Principal Risks and Uncertainties

The Board has undertaken a robust assessment of the principal risks and uncertainties facing the Group, including those that would threaten its business model, future performance, solvency or liquidity. The Board has assessed the ongoing impact of Covid-19 as a significant risk facing the Group, due to uncertainty around the timing and extent of recovery on our ability to re-open and operate our Travel and High Street stores, both in the UK and Internationally, and its impact upon the levels of global and domestic travel. The Group has deployed a framework of operational procedures, mitigating actions and business continuity plans as outlined in this announcement and will continue to adapt these plans as the situation evolves.

Changes to the Risk Profile due to Covid-19

Where the consequences of the Covid-19 pandemic may impact the business, we have incorporated these considerations into our assessment in relation to each of our principal risk headings. The grid below explains where the potential risk implications of the pandemic link with, and impact upon, our other Principal Risks.

A full disclosure of the Group's principal risks and uncertainties including the factors which mitigate them will be set out within the Strategic Report of the 2020 Annual Report and Accounts.

Relevant Principal Risk

Covid-19 Impact

Economic, political, competitive & market risks

The Group may fail to effectively respond to the pressures of an increasingly changing retail environment, where Covid-19 materially changes consumer spending patterns and habits, such as shifting from physical to online shopping, and from any longer-term damage to the travel industry and reductions in the level of International travel.

Brand and reputation

The reputation of the Brand may be impacted in the event that customers were to perceive that our Store environments are insufficiently safe and secure in response to the continuing experience of the virus.

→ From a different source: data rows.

PR #297, opened 2021-03-19
Use embed instead of pkger for HTML templates

marians:
This makes access to the templates files easier and removes the pkger dependency.

I checked but couldn't find any developer docs in the repo where pkger is mentioned.


marians:
@axbarsan Seems like the project is built in an older Go version. 

Do we have to update https://github.com/giantswarm/kubectl-gs/blob/master/.circleci/config.yml#L4 ?

I can't even tell whether that's architect or architect-orb, so I could need some help with chosing the right version number to use. Also wondering whether it should be with or without the `v` prefix behind the `@`.

kopiczko (approved):

axbarsan:
> @axbarsan Seems like the project is built in an older Go version. "embed" requires Go 1.16.
> 
> Do we have to update [https://github.com/giantswarm/kubectl-gs/blob/master/.circleci/config.yml#L4](https://github.com/giantswarm/kubectl-gs/blob/master/.circleci/config.yml?rgh-link-date=2021-03-19T07%3A51%3A16Z#L4) ?
> 
> I can't even tell whether that's architect or architect-orb, so I could need some help with chosing the right version number to use. Also wondering whether it should be with or without the `v` prefix behind the `@`.

We need `architect` newer than `v2.0.0`. Also, we need the changes to the GitHub workflows [in this PR](https://github.com/giantswarm/devctl/pull/227), so we could create working executable binaries

kopiczko:
I guess you'll have to also update https://github.com/giantswarm/kubectl-gs/blob/817e8ae90911d6c1d0c2de7bfc3f473b11eb66c8/go.mod#L3

ubergesundheit (approved):

PR #300, opened 2021-03-30
Implement `get orgs` command

marians:
This PR adds a `get orgs` command.

Compared to `kubectl get organizations` it offers two benefits:

- The command also works for non admins (users which only have  `get` permissions to specific Organization resources).
- The output shows both the organization name and the organization namespace.

## Output preview

```nohighlight
TODO: add help output
```

## Help

```
NAME                  ORG NAMESPACE             AGE
anti-party            org-anti-party            20d
antonia               org-antonia               311d
cedric                org-cedric                257d
dmitry                org-dmitry                151d
george                org-george                47d
giantswarm            org-giantswarm            489d
gollum-subscription   org-gollum-subscription   552d
gremlin               org-gremlin               487d
herve                 org-herve                 47d
ljakimczuk            org-ljakimczuk            322d
marcel                org-marcel                277d
marian                org-marian                384d
nikola                org-nikola                353d
party-org             org-party-org             379d
ross                  org-ross                  347d
sandy                 org-sandy                 361d
team-rainbow          org-team-rainbow          185d
theo                  org-theo                  266d
tobias                org-tobias                70d
vaclav-v              org-vaclav-v              12d
```

### DIFF
--- a/pkg/data/domain/organization/common.go
+++ b/pkg/data/domain/organization/common.go
@@ -2,13 +2,14 @@ package organization
 
 import (
 	"context"
+	"sort"
+
 	securityv1alpha1 "github.com/giantswarm/apiextensions/v6/pkg/apis/security/v1alpha1"
 	"github.com/giantswarm/microerror"
 	apierrors "k8s.io/apimachinery/pkg/api/errors"
 	metav1 "k8s.io/apimachinery/pkg/apis/meta/v1"
 	"k8s.io/apimachinery/pkg/runtime/schema"
 	"sigs.k8s.io/controller-runtime/pkg/client"
-	"sort"
 )
 
 func (s *Service) Get(ctx context.Context, options GetOptions) (Resource, error) {
@@ -49,9 +50,9 @@ func (s *Service) getByName(ctx context.Context, name string) (Resource, error) 
 
 		o.Organization = omitManagedFields(org)
 		o.Organization.GetObjectKind().SetGroupVersionKind(schema.GroupVersionKind{
-			Group: securityv1alpha1.SchemeGroupVersion.Group,
+			Group:   securityv1alpha1.SchemeGroupVersion.Group,
 			Version: securityv1alpha1.SchemeGroupVersion.Version,
-			Kind: "Organization",
+			Kind:    "Organization",
 		})
 	}
 
@@ -132,8 +133,6 @@ func (s *Service) getAllPermittedOrgResources(ctx context.Context) (Resource, er
 func (s *Service) getByNames(ctx context.Context, names []string) (*Collection, error) {
 
 	orgCollection := &Collection{}
-
-
 
 	for _, name := range names {
 		resource, err := s.getByName(ctx, name)
--- a/pkg/data/domain/organization/common.go
+++ b/pkg/data/domain/organization/common.go
@@ -1,0 +1,169 @@
+package organization
+
+import (
+	"context"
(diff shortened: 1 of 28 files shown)


pkg/data/domain/organization/spec.go
```diff
@@ -0,0 +1,57 @@
...
+	Object() runtime.Object
+}
+
+// Organization gives access to the actual Organization resource.
+type Organization struct {
+	*securityv1alpha1.Organization
+}
+
+func (o *Organization) Object() runtime.Object {
+	return o
```
axbarsan, line 31: This should do it 👍🏻 

```suggestion
	return o.Organization
```

marians:
UX feedback from inside Giant Swarm:

> it could be nice to see how many clusters exist in each organization, and the corresponding namespace.
> I don't think the age matters.

tfussell:
Tested against gamma:
```
kubectl-gs get orgs
NAME                  AGE
conformance-testing   3d18h
multi-project         4d15h
single-gs2            4d15h
single-gs3            4d15h
```

pkg/data/domain/organization/common.go
```diff
@@ -0,0 +1,168 @@
...
+	sort.Strings(orgNames)
+
+	return s.getByNames(ctx, orgNames)
+}
+
+func (s *Service) getByNames(ctx context.Context, names []string) (*Collection, error) {
+
+	orgCollection := &Collection{}
+
+	for _, name := range names {
```
vvondruska, line 137: Loading Organization CRs for a list of provided org names.
Sequential load appears to be fast enough even with larger sizes of the org name list (10s in our context)
Some resources in kubectl-gs are pulled sequentially, some in parallel, so parallel approach can also be considered here.

pkg/data/domain/organization/common.go
```diff
@@ -0,0 +1,168 @@
...
+			Version: securityv1alpha1.SchemeGroupVersion.Version,
+			Kind:    "Organization",
+		})
+	}
+
+	return o, nil
+}
+
+func (s *Service) getAll(ctx context.Context) (Resource, error) {
+	accessReview, err := s.getSelfSubjectAccessReview(ctx)
```
vvondruska, line 63: First we check the SelfSubjectAccessReview to see if the user has permissions to list Organization CRs.

If the user does have sufficient permissions, then we load the list of Organization CRs

Otherwise we use SelfSubjectResourceRules to get a list of resources available to the user, we filter out names of resources of the "Organization" type, and we pull CR for each individual org name, which are visible to the user

vvondruska:
Finished required features of get orgs:
- Enabled non-admin users to list organizations
- Provided additional details in the table output of the `get orgs` command
- Added support for additional output types
- Added tests
- Fixed compatibility of the org service with the WC certificate generating service

marians:
FYI I'll test in a bit

marians:
I noticed that we are still using the alias `kgs` here in the usage. We should change that to `kubectl gs`, as we decided to not use `kgs` any more. (I must have caused this as I opened this branch so long ago.)

Apart from that, looks good!

anvddriesch (commented):
LGTM! I'm going to try it locally, too. :)
Please add a changelog entry.

anvddriesch:
Works fine for me. Tests look good, too.
I just have a nitpick. IMO `org` should be the alias and `organization` should be the name we see in the usage of `get`.
```
  clusters    Display one or many clusters
  nodepools   Display one or many node pools
  orgs        Display one or many organizations
  releases    Display one or more releases
```

anvddriesch (approved):

PR #307, opened 2021-04-07
No longer rely on the REST API for fetching installation information

axbarsan:
Closes https://github.com/giantswarm/giantswarm/issues/16657

This PR refactors the existing installation info service to use `athena`, instead of the GS REST API. It also adds a small Graph QL client with the minimal functionality required to talk to `athena`.


pkg/graphql/client.go
```diff
@@ -0,0 +1,89 @@
...
+	HttpClient *http.Client
+	Url        string
+}
+
+type ClientImpl struct {
+	httpClient *http.Client
+	url        string
+}
+
+var _ Client = (*ClientImpl)(nil)
```
axbarsan, line 21: Check that `ClientImpl` implements the `Client` interface.

This is better than
```go
var _ Client = &ClientImpl{}
```
because it does no memory allocations.

pkg/graphql/response.go
```diff
@@ -0,0 +1,8 @@
+package graphql
+
+import "encoding/json"
+
+type responseBody struct {
+	Data   *json.RawMessage        `json:"data"`
```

Key suppliers and supply chain management

Given that large elements of our sourcing rely on factories and shipment from the Far East, these supply chains and principal product flows could be negatively impacted by any interruptions due to any further shutdown of factories and supply routes or growing international outbreaks.

Store portfolio

The Group's performance is reliant upon trading from our wide portfolio of premier shopping locations, where our performance may be negatively impacted in the event of further store closures, constraints on trading and travel restrictions, or further extensions in the scale and nature of local lockdowns.

Business interruption

The business could be negatively impacted by any concentration of illness in a particular location such as Head Office, DC or particular stores, should these need to close temporarily and large numbers staff were required to self-isolate.

Reliance on key personnel

The business could be negatively impacted in the event that any of the senior leadership team were to fall ill or be personally impacted by the virus.

International expansion

The ongoing growth of the business has been generated through continued international expansion. Such ongoing growth could therefore be negatively impacted from further enforced store closures, constraints on trading and the longer-term continuation of international travel restrictions or curtailment in passenger numbers.

Treasury, financial and credit risk management

Significantly reduced trading over an extended period from further outbreaks of new Covid strains and the lack of an effective vaccine could cause further negative impact on the Group's financial position in the longer term.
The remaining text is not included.